The 2023 OPPS and Medicare physician fee schedule final rules were top of mind in the revenue cycle this month.
Look at the top trending revenue cycle stories from HealthLeaders this month, both of which cover recent payment rate updates to hospitals and physicians.
CMS released the 2023 OPPS final rule that includes increased Medicare reimbursement and the establishment of a new provider type, but hospital groups say it's not enough.
CMS recently released the 2023 OPPS final rule, which brought increased hospital outpatient payment rates, the establishment of a new provider type, and 340B payment finalization.
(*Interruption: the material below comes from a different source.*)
PR #4569, opened 2019-12-12
controller: Merge the router db and API into the controller

lmars:
This moves the router db tables and data into the controller database, and also merges the router REST API into the controller (which already handles route related requests, but previously acted as a proxy to the internal router API).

According to the final rule, CMS has increased Medicare reimbursement for hospital outpatient departments by 3.8%, reflecting a hospital market basket increase of 4.1 percent and a 0.3 percentage point decrease for productivity. This is higher than the 2.7% update included in the proposed rule earlier this year.
Blow-back from the proposed payment rate increase of 2.7% may have played a role in the finalized amount of 3.8%.
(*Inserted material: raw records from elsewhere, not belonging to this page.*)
PR #300, opened 2023-06-26
fix setup error precendence

### LINKED ISSUE #296: Browser incompatibility screen is replaced by emergency screen
When an error relating to browser incompatibility occurs, it is flashed quickly and then taken over by the emergency screen. It still says the same error in the dialog, but it loses all the information about browsers.

futurepaul:
closes #296

### DIFF
--- a/src/components/SetupErrorDisplay.tsx
+++ b/src/components/SetupErrorDisplay.tsx
@@ -28,17 +28,20 @@ function ErrorFooter() {
     );
 }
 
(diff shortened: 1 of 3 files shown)


TonyGiorgio (approved):
I tested on my phone with JIT turned off and I tested when the phone should load the emergency page when stalling out. Not sure about other crashes triggering but from what I can easily test, looks good to me.

PR #307, opened 2023-06-29
NWC updates

benthecarman:
Changes needed after https://github.com/MutinyWallet/mutiny-node/pull/632

For now just creates a profile if one is not available when viewing the uri


futurepaul:
closing in favor of #309

PR #308, opened 2023-06-29
settings reorg

futurepaul:
Screenshot 2023-06-29 at 10 20 22 AM

a good chunk of the work toward the new settings stuff in figma, basic goal was to make a place to land the new nwc stuff, so now I'm ready for that


TonyGiorgio:
- Lightning channels page is completely blank if there is not a channel. Should probably say something. 

Otherwise super clean!

futurepaul:
> * Lightning channels page is completely blank if there is not a channel. Should probably say something.

good catch

benthecarman:
this is sexy af

benthecarman:
`Backup` being red makes it look like a scary button even thought it is quite the opposite. I feel like the debug tools should be red so those look scary

TonyGiorgio:
"Admin Page" would be a better name than "Kitchen Sink"

TonyGiorgio (approved):

Issue #267, opened 2023-06-19
Trim whitespace prefix/suffix from inputs


TonyGiorgio:
Some copy paste jobs might have new lines or white space at the beginning or end of an address or invoice. Hard to tell what's wrong in the input box, we should just trim these correctly.

PR #310, opened 2023-06-29
Trim on paste

bennyhodl:
had 10 minutes to contribute to something, closes https://github.com/MutinyWallet/mutiny-web/issues/267


futurepaul (changes requested):
thank you! this is a strict improvement, but also there's a similar but not identical `handlePaste` fn in `Send.tsx`

futurepaul (approved):
works great, thank you!

PR #311, opened 2023-06-29
qr redesign

futurepaul:
not pixel perfect with the design but it gets a lot of the way there and I think it's pretty. can land the rest of the tweaks at a later date

Screenshot 2023-06-29 at 6 15 35 PM

Screenshot 2023-06-29 at 6 21 35 PM
Screenshot 2023-06-29 at 6 16 55 PM


TonyGiorgio (approved):
Feels great!

PR #312, opened 2023-07-01
Add setting for auth URL

TonyGiorgio:
Relies on mutiny-node `master`. Needs next release.


futurepaul:
this was cherry-picked as part of #313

Ninety percent of medical practices reported that the payment cuts found in the 2023 Medicare physician fee schedule would reduce access to care, the MGMA says.
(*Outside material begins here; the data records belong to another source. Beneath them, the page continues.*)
PR #317, opened 2023-07-07
add loading progress bar

futurepaul:
it's not exactly beautiful but I think this could be helpful for diagnosing where someone is "stuck" in loading... I couldn't find any obvious way to hook into the wasm load progress, so instead I just made checkpoints for setup to say how far it's gotten

also this defers the waila stuff to the scanner (so only loads when you pull up send or scanner) which should make the home screen load faster by itself

https://github.com/MutinyWallet/mutiny-web/assets/543668/9d2231f4-650e-4bf4-9083-1e6e0c160c69

### DIFF
--- a/src/state/megaStore.tsx
+++ b/src/state/megaStore.tsx
@@ -12,19 +12,29 @@ import {
 import { createStore, reconcile } from "solid-js/store";
 import {
     MutinyWalletSettingStrings,
+    doubleInitDefense,
+    initializeWasm,
     setupMutinyWallet
 } from "~/logic/mutinyWalletSetup";
 import { MutinyBalance, MutinyWallet } from "@mutinywallet/mutiny-wasm";
-import { ParsedParams } from "~/routes/Scanner";
 import { MutinyTagItem } from "~/utils/tags";
 import { checkBrowserCompatibility } from "~/logic/browserCompatibility";
 import eify from "~/utils/eify";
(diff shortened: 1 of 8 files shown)


src/state/megaStore.tsx
```diff
@@ -135,14 +147,23 @@ export const Provider: ParentComponent = (props) => {
...
+                    wallet_loading: true,
+                    load_stage: "checking_double_init"
+                });
+                await doubleInitDefense();
+                setState({ load_stage: "downloading" });
+                await initializeWasm();
+                setState({ load_stage: "setup" });
                 const mutinyWallet = await setupMutinyWallet(settings);
                 // Get balance optimistically
-                const balance = await mutinyWallet.get_balance();
```
benthecarman, line 141: is removing this get balance intended?

futurepaul: oh I meant to ask about this... is this helping anything? i remove it and it doesn't seem to change much?

futurepaul:
Screenshot 2023-07-10 at 6 46 53 PM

Physician payment cuts are coming, significant changes to E/M services are finalized, and key reporting revisions are hitting telehealth and audio-only services, according to the final 2023 Medicare physician fee schedule.
Proposed payment cuts that drew vocal criticism from physician advocacy groups will move forward as planned, as CMS announced a 4.5% reduction to the 2023 Medicare Part B conversion factor (CF), effective January 1.
The CF will fall to $33.0607 in 2023, down from $34.6062 in 2022, largely due to budget neutrality adjustments. The final CF for 2023 is two cents lower than the rate CMS first proposed in July, according to Part B News.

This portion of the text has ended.